Either president will have the support of a relatively large centrist bloc of deputies in the lower house. This will help accelerate policies like granting long-overdue concessions for Bolivia’s rich lithium reserves to Western investors – instead of the Chinese and Russian investors who were originally given preferential access but have yet to ramp up production. Such investments may eventually help to ease the inevitable fiscal tightening.

A shift to the right will also mean changes to Bolivia’s foreign policy and international relationships. MAS’s regional allies like Venezuela and Cuba are unlikely to simply watch from the sidelines as their former socialist ally slips into obscurity.
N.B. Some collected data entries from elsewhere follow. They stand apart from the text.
PR #12107, opened 2020-06-10
Ensure CMAC_CTX is correctly initialised (1.1.1)

mattcaswell:
This is a backport of #11972 to the 1.1.1 branch. That PR had the following description:

The function EVP_Cipher() is very low level and has some rather odd return value semantics (see the docs). Essentially we need to treat any return value from that of 0 or less as an error - however the CMAC code was treating it as a boolean.

In fixing this issue I discovered that although we have EVP level CMAC tests we have no tests for the low level API. So I have created a simple test, heavily based on the existing hmactest. This actually uncovered a couple more bugs in CMAC initialisation, where we would attempt to use a CMAC_CTX that has only been partially initialised.


mattcaswell:
Ping?

mattcaswell:
Pushed. Thanks.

The same goes for China.

Both Paz and Quiroga have expressed plans to improve relations with the US, which had, at best, been chilly under Morales, who kicked out the US Drug Enforcement Agency from the country. But closer relations with the White House will inevitably come with pressure to cut or reduce economic and diplomatic ties with Beijing.

Waiting in the wings through it all will be Morales. He may be defeated and weakened, but he can still mobilize the street. Electoral support, or lack thereof, never mattered much to Morales. Although he eventually rose to power through elections, he has never been bound by them. Despite the celebratory analysis declaring these elections as marking the end of MAS and its brand of socialism in Bolivia, a little bit of caution may be in order.